Effects of temporal changes in PTHrP and Ihh expressions on bone growth, studied by a theoretical model

The rate of bone growth reduces in response to both short-term daily mechanical loading and irradiation therapy. The nature of these interventions and their distinct temporal effects suggest different mechanisms. Yet, both mechanical loading and irradiation therapy have been associated with changes in PTHrP. The question rises to what extent the observed effects can be assigned to the PTHrP-Ihh control system, which is probably the most important mechanism for regulating bone growth. This chapter addresses this question using a theoretical model in which bone growth is only controlled by the growth factors PTHrP, Ihh and VEGF.To study the effects of mechanical loading on bone growth, first the expressions of PTHrP and Ihh by growth-plate chondrocytes in response to compressive loading are monitored. They decrease to 18% (PTHrP) and 44% (Ihh) of control levels.
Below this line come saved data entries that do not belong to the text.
PR #136, opened 2022-01-26
[sailfishos][gecko] Do not remove debugging symbols

d-grigorev:
This patch disables the generation of debug information for rust and
returns the contents of the debuginfo package.

Add 'a' character to the milestone in rpm/xulrunner-qt5.spec to build
an alpha version of the engine.

### DIFF
--- a/rpm/xulrunner-qt5.spec
+++ b/rpm/xulrunner-qt5.spec
@@ -20,8 +20,8 @@
 %define system_libwebp      1
 
 
-%global mozappdir     %{_libdir}/%{name}-%{milestone}
-%global mozappdirdev  %{_libdir}/%{name}-devel-%{milestone}
+%global mozappdir     %{_libdir}/%{name}-%{greversion}
+%global mozappdirdev  %{_libdir}/%{name}-devel-%{greversion}
 
 # Private/bundled libs the final package should not provide or depend on.
 %global privlibs             libfreebl3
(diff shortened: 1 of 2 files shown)


rpm/xulrunner-qt5.spec
```diff
@@ -20,8 +20,8 @@
 %define system_libwebp      1
 
 
-%global mozappdir     %{_libdir}/%{name}-%{milestone}
-%global mozappdirdev  %{_libdir}/%{name}-devel-%{milestone}
+%global mozappdir     %{_libdir}/%{name}-%{greversion}
+%global mozappdirdev  %{_libdir}/%{name}-devel-%{greversion}
```
llewelld, line 24: Is the idea here to ensure the app directories don't change when running an alpha version?

llewelld (commented):
This built okay for me (i486 and aarch64 targets on OBS), and would make a really nice changes, so I'm in favour of merging it at this point, after a rebase.

rpm/xulrunner-qt5.spec
d-grigorev: I tried to append 'a' to the milestone and got packaging issue, so `%{_libdir}/%{name}-devel-%{greversion}` was correct for me. I can't claim that the build system really creates an alpha build. Will test it and come back with feedback.

llewelld: Thanks for explaining. In normal use it looks like this change has no effect, so if that works for you, then I'm happy with it.

d-grigorev: I confirm that the clean build with extra 'a' character in `%{milestone}` succeeds.

d-grigorev:
Rebased.

PR #143, opened 2022-03-10
[sailfishos][gecko] Initialise SVGGeometryProperty::ResolveAll parameters. JB#56892

llewelld:
During SVG rendering HasValidDimensions() was sporadically returning false, causing some SVG elements not to render correctly.

The problem appears to be an optimisation glitch. This change initialises the parameters passed by reference to SVGGeometryProperty::ResolveAll, so that the compiler doesn't determine that they may be undefined.

### DIFF
--- a/rpm/0091-sailfishos-gecko-Initialise-SVGGeometryProperty-Reso.patch
+++ b/rpm/0091-sailfishos-gecko-Initialise-SVGGeometryProperty-Reso.patch
@@ -1,0 +1,246 @@
+From 0000000000000000000000000000000000000000 Mon Sep 17 00:00:00 2001
+From: David Llewellyn-Jones <david.llewellyn-jones@jolla.com>
+Date: Wed, 9 Mar 2022 22:16:56 +0000
+Subject: [PATCH] [sailfishos][gecko] Initialise
+ SVGGeometryProperty::ResolveAll parameters. JB#56892
+
+During SVG rendering HasValidDimensions() was sporadically returning
+false, causing some SVG elements not to render correctly.
+
+The problem appears to be an optimisation glitch. This change
+initialises the parameters passed by reference to
+SVGGeometryProperty::ResolveAll, so that the compiler doesn't determine
+that they may be undefined.
+---
+ dom/svg/SVGCircleElement.cpp           | 4 +++-
+ dom/svg/SVGEllipseElement.cpp          | 3 +++
+ dom/svg/SVGForeignObjectElement.cpp    | 2 ++
+ dom/svg/SVGImageElement.cpp            | 2 ++
+ dom/svg/SVGRectElement.cpp             | 5 +++++
+ layout/svg/nsSVGForeignObjectFrame.cpp | 4 ++++
+ layout/svg/nsSVGImageFrame.cpp         | 6 ++++++
+ 7 files changed, 25 insertions(+), 1 deletion(-)
+
+diff --git a/dom/svg/SVGCircleElement.cpp b/dom/svg/SVGCircleElement.cpp
+index 6fc8d29c2e7c..bba2a93b9a65 100644
+--- a/dom/svg/SVGCircleElement.cpp
++++ b/dom/svg/SVGCircleElement.cpp
+@@ -70,7 +70,7 @@ already_AddRefed<DOMSVGAnimatedLength> SVGCircleElement::R() {
+ 
+ /* virtual */
+ bool SVGCircleElement::HasValidDimensions() const {
+-  float r;
++  float r = 1.0f;
+ 
+   MOZ_ASSERT(GetPrimaryFrame());
+   SVGGeometryProperty::ResolveAll<SVGT::R>(this, &r);
+@@ -89,6 +89,7 @@ bool SVGCircleElement::GetGeometryBounds(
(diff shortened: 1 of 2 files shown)


rpm/0091-sailfishos-gecko-Initialise-SVGGeometryProperty-Reso.patch
```diff
@@ -0,0 +1,246 @@
...
+diff --git a/dom/svg/SVGCircleElement.cpp b/dom/svg/SVGCircleElement.cpp
+index 6fc8d29c2e7c..bba2a93b9a65 100644
+--- a/dom/svg/SVGCircleElement.cpp
++++ b/dom/svg/SVGCircleElement.cpp
+@@ -70,7 +70,7 @@ already_AddRefed<DOMSVGAnimatedLength> SVGCircleElement::R() {
+ 
+ /* virtual */
+ bool SVGCircleElement::HasValidDimensions() const {
+-  float r;
++  float r = 1;
```
rainemak, line 33: Why r = 1; instead of r = 0.0f;

rainemak, line 33: Why r = 1; instead of r = 0.0f;

rpm/0091-sailfishos-gecko-Initialise-SVGGeometryProperty-Reso.patch
```diff
@@ -0,0 +1,246 @@
...
+   float x, y;
++  x = y = 0.0f;
+ 
+   if (GetPrimaryFrame()) {
+     SVGGeometryProperty::ResolveAll<SVGT::X, SVGT::Y>(this, &x, &y);
+@@ -101,6 +102,7 @@ gfxMatrix SVGForeignObjectElement::PrependLocalTransformsTo(
+ /* virtual */
+ bool SVGForeignObjectElement::HasValidDimensions() const {
+   float width, height;
++  width = height = 1.0f;
```
rainemak, line 97: similar to line https://github.com/sailfishos/gecko-dev/pull/143/files#r823957754

rainemak, line 97: similar to line https://github.com/sailfishos/gecko-dev/pull/143/files#r823957754

rpm/0091-sailfishos-gecko-Initialise-SVGGeometryProperty-Reso.patch
```diff
@@ -0,0 +1,246 @@
...
+   Rect rect;
++  rect.x = rect.y = rect.width = rect.height = 1.0f;
+ 
+   MOZ_ASSERT(GetPrimaryFrame());
+   SVGGeometryProperty::ResolveAll<SVGT::X, SVGT::Y, SVGT::Width, SVGT::Height>(
+@@ -278,6 +279,7 @@ already_AddRefed<Path> SVGImageElement::BuildPath(PathBuilder* aBuilder) {
+ /* virtual */
+ bool SVGImageElement::HasValidDimensions() const {
+   float width, height;
++  width = height = 1.0f;
```
rainemak, line 117: Cannot quite get why some floats that are passed to ResolveAll are initialized to 0.0f and some 1.0f. Could @llewelld please elaborate?

rainemak:
Added comments / questions. The SVG rendering issue on 64bit platform seems to be gone which is nice! Clearly points towards random memory like you explained.

rainemak:
Added comments / questions. The SVG rendering issue on 64bit platform seems to be gone which is nice! Clearly points towards random memory like you explained.

rpm/0091-sailfishos-gecko-Initialise-SVGGeometryProperty-Reso.patch
llewelld: It's so that, in the event that `r` isn't touched by the call to `ResolveAll`, the condition that follows defaults to `true` and the object is rendered by default:
```
  return r > 0;
```
Since I didn't dig deep enough to know whether the problem is due to the value being left uninitialised, or an incorrect optimisation due to the compiler only *thinking* that it's uninitialised, I thought it better to err on the side of caution and cover both possibilities.

You're right it should at least be `r = 1.0f;` though; I'll fix this.

rpm/0091-sailfishos-gecko-Initialise-SVGGeometryProperty-Reso.patch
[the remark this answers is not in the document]
llewelld: To add to my other comment, I set them to 1 only where I saw a clear possibility that the condition should return true if the value were left uninitialised. In most cases, were I didn't seen any obvious path to a condition, I set them to 0.

rpm/0091-sailfishos-gecko-Initialise-SVGGeometryProperty-Reso.patch
rainemak:
```suggestion
+  float r = 1.0f;
```
So, 1.0f as well.

rainemak (approved):
Very good, thank you @llewelld

PR #145, opened 2022-03-22
[sailfishos][embedlite] Add a content controller stack. Fixes JB#57690

llewelld:
When multiple WebView componennts are used in an app, since there is
only one compositor, only one can be in direct use at a time. This will
be the last that was set as active.

When the currently activated component is deactivated, the WebView that
was active prior to that should be reinstanted. In particular, the
view's GeckoContentController needs to be reinstated.

This change adds a stack for managing the content controllers, so that
previously active controllers can be reactivated.

### DIFF
--- a/embedding/embedlite/embedshared/EmbedLiteViewParent.cpp
+++ b/embedding/embedlite/embedshared/EmbedLiteViewParent.cpp
@@ -67,6 +67,10 @@ EmbedLiteViewParent::~EmbedLiteViewParent()
 {
   MOZ_COUNT_DTOR(EmbedLiteViewParent);
   LOGT("mView:%p, mCompositor:%p", mView, mCompositor.get());
+  nsWindow *window = GetWindowWidget();
+  if (window) {
+    window->Deactivate(mContentController);
+  }
   mContentController = nullptr;
   mWindow.RemoveObserver(this);
 }
@@ -75,6 +79,10 @@ void
 EmbedLiteViewParent::ActorDestroy(ActorDestroyReason aWhy)
 {
   LOGT("reason: %i", aWhy);
+  nsWindow *window = GetWindowWidget();
+  if (window) {
+    window->Deactivate(mContentController);
+  }
   mContentController = nullptr;
 }
 
@@ -101,7 +109,7 @@ EmbedLiteViewParent::UpdateScrollController()
 
     nsWindow *window = GetWindowWidget();
     if (window) {
-      window->SetContentController(mContentController);
+      window->Activate(mContentController);
     }
   }
 }
@@ -639,6 +647,24 @@ EmbedLiteViewParent::SetEmbedAPIView(EmbedLiteView *aView)
 {
   LOGT();
   mView = aView;
+  return NS_OK;
+}
+
+NS_IMETHODIMP
+EmbedLiteViewParent::SetIsActive(bool aIsActive)
+{
+  nsWindow *window = GetWindowWidget();
+
+  if (window) {
+    if (aIsActive) {
+      if (mCompositor) {
+        window->Activate(mContentController);
+      }
+    } else {
+      window->Deactivate(mContentController);
+    }
+  }
+
   return NS_OK;
 }
 
--- a/embedding/embedlite/embedshared/nsWindow.cpp
+++ b/embedding/embedlite/embedshared/nsWindow.cpp
@@ -34,6 +34,15 @@ using namespace mozilla::layers;
 using namespace mozilla::widget;
 //using namespace mozilla::ipc;
 
+#ifdef MOZ_LOGGING
+#define LOG_CONTROLLER_STACK  \
+  if (MOZ_UNLIKELY(detail::log_test(GetEmbedCommonLog("EmbedLiteTrace"), LogLevel::Debug))) { \
+    LogControllerStack(mControllers); \
+  }
+#else // MOZ_LOGGING
+#define LOG_CONTROLLER_STACK  do {} while (0)
+#endif // MOZ_LOGGING
+
 namespace mozilla {
 namespace embedlite {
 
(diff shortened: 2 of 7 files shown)


embedding/embedlite/embedshared/nsWindow.cpp
```diff
@@ -276,11 +285,57 @@ layers::LayersId nsWindow::GetRootLayerId() const
...
+  }
+}
+
+void nsWindow::DropContentController(EmbedContentController* aController)
+{
+  if (!aController || mControllers.empty()) {
+    return;
+  }
+
+  if (aController == mControllers.back()) {
```
rainemak, line 322: Better compare against controller unique id and this way safe guarding against plausible invalid pointer comparison.

embedding/embedlite/embedshared/nsWindow.cpp
```diff
@@ -276,11 +285,57 @@ layers::LayersId nsWindow::GetRootLayerId() const
...
+    if (mCompositorSession && !mControllers.empty()) {
+      mCompositorSession->SetContentController(mControllers.back());
+    }
+  }
+  else {
+    // An inactive view deactivated, so we erase all instances of its
+    // content controllers from the stack
+    LOGT("Erasing content controller %u", aController->GetUniqueID());
+    mControllers.erase(std::remove(mControllers.begin(), mControllers.end(),
+                                   aController), mControllers.end());
```
rainemak, line 336: Over here as well predicate should be comparing unique ids.

embedding/embedlite/embedshared/EmbedLiteViewParent.cpp
```diff
@@ -642,5 +650,25 @@ EmbedLiteViewParent::SetEmbedAPIView(EmbedLiteView *aView)
...
+{
+  nsWindow *window = GetWindowWidget();
+
+  if (window) {
+    if (aIsActive) {
+      if (mCompositor) {
+        window->SetContentController(mContentController);
+      }
+    }
+    else {
```
rainemak, line 664:
```suggestion
    } else {
```

embedding/embedlite/embedshared/EmbedLiteViewParent.cpp
```diff
@@ -642,5 +650,25 @@ EmbedLiteViewParent::SetEmbedAPIView(EmbedLiteView *aView)
...
+      window->DropContentController(mContentController);
+    }
+  }
+
+  return NS_OK;
+}
+
```
rainemak, line 671: Extra empty line

embedding/embedlite/embedshared/nsWindow.cpp
```diff
@@ -276,11 +285,57 @@ layers::LayersId nsWindow::GetRootLayerId() const
...
 {
   if (mCompositorSession) {
     mCompositorSession->SetContentController(aController);
   }
+
+  MOZ_ASSERT(aController);
+
+  // If the view is deactivated we need to reactivate the previous view's
+  // content controller, so we store the controllwers on a stack
+  if (mControllers.empty() || aController != mControllers.back()) {
```
rainemak, line 309:
```suggestion
  if (mControllers.empty() || aController->GetUniqueID() != mControllers.back()->GetUniqueID()) {
```

Could it happen that we have multiple instances of the same content controller in the stack? Wondering if we should always move the existing instance to the top. Surely, that is not needed if there cannot be multiple instances.

embedding/embedlite/embedshared/nsWindow.cpp
```diff
@@ -276,11 +285,57 @@ layers::LayersId nsWindow::GetRootLayerId() const
...
+    LOGT("Pushing content controller %u", aController->GetUniqueID());
+    mControllers.push_back(aController);
+    LOG_CONTROLLER_STACK;
+  }
+}
+
+void nsWindow::DropContentController(EmbedContentController* aController)
```
rainemak, line 316: Wouldn't it be sufficient to have this called like ```nsWindow::Release(EmbedContentController *aController)```, would it? Maybe this could even be Release & Reserve pair. Somehow I find this repetition of ContentController unnecessary.

And yes like ```(EmbedContentController *aController)``` => there's a mixture of different styles in the embedlite we should be heading towards this style.

embedding/embedlite/embedshared/nsWindow.cpp
```diff
@@ -276,11 +285,57 @@ layers::LayersId nsWindow::GetRootLayerId() const
...
+{
+  int pos = 0;
+  for (std::list<EmbedContentController *>::const_iterator it = controllers.begin(); it != controllers.end(); ++it) {
+    LOGT("Stack controller %d : %u", pos, (*it)->GetUniqueID());
+    ++pos;
+  }
+}
+#endif // MOZ_LOGGING
+
+void nsWindow::SetContentController(EmbedContentController *aController)
```
rainemak, line 299: How does nsWindow::Reserve(EmbedContentController *aController) or nsWindow::Activate(EmbedContentController *aController) sound like?

Maybe this could Reserve (SetContentController) & Release (DropContentController) or Activate (SetContentController) & Deactivate (DropContentController) pair. Now that I said Activate & Deactivate that pair sounds more natural to me. What do you think?

embedding/embedlite/embedshared/nsWindow.h
```diff
@@ -88,7 +90,8 @@ class nsWindow : public PuppetWidgetBase
   uint32_t GetUniqueID() const;
   layers::LayersId GetRootLayerId() const;
 
-  void SetContentController(mozilla::layers::GeckoContentController* aController);
+  void SetContentController(EmbedContentController* aController);
+  void DropContentController(EmbedContentController* aController);
```
rainemak, line 94: And this `Deactivate`

embedding/embedlite/embedshared/nsWindow.cpp
```diff
@@ -276,11 +285,65 @@ layers::LayersId nsWindow::GetRootLayerId() const
...
+  // If the view is deactivated we need to reactivate the previous view's
+  // content controller, so we store the controllwers on a stack
+  if (mControllers.empty() || !ControllersEqual(aController, mControllers.back())) {
+    LOGT("Pushing content controller %u", aController->GetUniqueID());
+    mControllers.push_back(aController);
+    LOG_CONTROLLER_STACK;
+  }
+}
+
+void nsWindow::Deactivate(EmbedContentController* aController)
```
rainemak, line 323:
```suggestion
void nsWindow::Deactivate(EmbedContentController *aController)
```

embedding/embedlite/embedshared/nsWindow.cpp
```diff
@@ -276,11 +285,65 @@ layers::LayersId nsWindow::GetRootLayerId() const
...
+    mControllers.pop_back();
+    if (mCompositorSession && !mControllers.empty()) {
+      mCompositorSession->SetContentController(mControllers.back());
+    }
+  } else {
+    // An inactive view deactivated, so we erase all instances of its
+    // content controllers from the stack
+    LOGT("Erasing content controller %u", aController->GetUniqueID());
+    mControllers.erase(std::remove_if(mControllers.begin(), mControllers.end(),
+                                      [aController](const EmbedContentController* aOther) {
```
rainemak, line 342:
```suggestion
                                      [aController](const EmbedContentController *aOther) {
```

embedding/embedlite/embedshared/nsWindow.cpp
```diff
@@ -276,11 +285,65 @@ layers::LayersId nsWindow::GetRootLayerId() const
...
+    ++pos;
+  }
+}
+#endif // MOZ_LOGGING
+
+inline static bool ControllersEqual(const EmbedContentController *aController1, const EmbedContentController *aController2)
+{
+  // Compare unique ids, but fallback to pointer comparison if id is zero
+  return (aController1->GetUniqueID() != 0 && (aController1->GetUniqueID() == aController2->GetUniqueID()))
+      || (aController1 == aController2);
```
rainemak, line 303: What's reason for the fallback? If unique ids are not matching then this should return false, right?

llewelld:
Squashed and rebased.

embedding/embedlite/embedshared/nsWindow.cpp
rainemak: Let's leave it like it is.

rainemak (approved):

PR #147, opened 2022-04-04
[sailfishos][embedlite] Drop radio and checkbox max size restriction. Fixes JB#57693

llewelld:
Remove the restriction on the maximum size of radio and checkbox input elements, so that they can be made larger than the default.

This is to match the behaviour of desktop and Android Firefox.

In particular, this fixes a but that prevented [Material toggle button components](https://material-components.github.io/material-web/demos/switch) from working correctly.

### DIFF
--- a/embedding/embedlite/tests/content/embedScrollStyles.css
+++ b/embedding/embedlite/tests/content/embedScrollStyles.css
@@ -171,8 +171,6 @@ button {
 
 input[type="radio"],
 input[type="checkbox"] {
-  max-width: 14px;
-  max-height: 14px;
   border: 1px solid #a7a7a7 !important;
   padding: 2px 1px 2px 1px;
 }


llewelld:
This file ends up as ./chrome/toolkit/content/global/embedScrollStyles.css inside omni.ja and can be edited directly using the instructions in the [browser documentation](https://docs.sailfishos.org/Reference/Core_Areas_and_APIs/Browser/Working_with_Browser/#debugging-omnija-of-gecko).

I was a bit surprised that a CSS file inside a `test` directory gets used for the production styling. I didn't look into the history or reason, but I wonder if that's something we should consider restructuring at some point?

The screenshot below shows the effect of applying this change when using the Material toggle button.

checkbox

llewelld:
@piggz: I can't add you directly as a reviewer, but please feel free to comment on this change.

mkenttala (approved):

rainemak (approved):
In any case this could go. Don't worry about the history of the embedScrollStyle.css location.

piggz:
all i can add is that this fixes home-assistant web ui for me, which uses the material components, good find

llewelld:
Thanks @piggz for the feedback, and also for raising this in the first place.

These values are used throughout the chapter to simulate both mechanical loading and irradiation therapy. Simulations of daily loading periods reveal load-dependent variations in growth rate, without significant structural changes to the growth plate. Structural adaptation starts when multiple hours of loading are applied daily, therewith further reducing the growth rate. When twelve hours of activity are applied each day, a circadian growth-rhythm emerges. In simulations of irradiation therapy, it takes almost ten weeks to recover from structural changes that are initiated during a one-week irradiation period. During this time the growth rate remains reduced and a bone-length difference develops which persists till adulthood. These effects concur with experimental data. Therefore, it is concluded that a system with only PTHrP, Ihh and VEGF is sufficient to capture effects of temporal variations in growth factor expressions on bone growth. The most interesting insight from this study is that two effects with different time-constants determine the responses. The first one is the direct effect of these growth factors on the rates of proliferation and hypertrophy. The second one, acting on a longer time-scale, relates to the structural changes in the tissue, secondary to sustained changes in growth-factor expressions.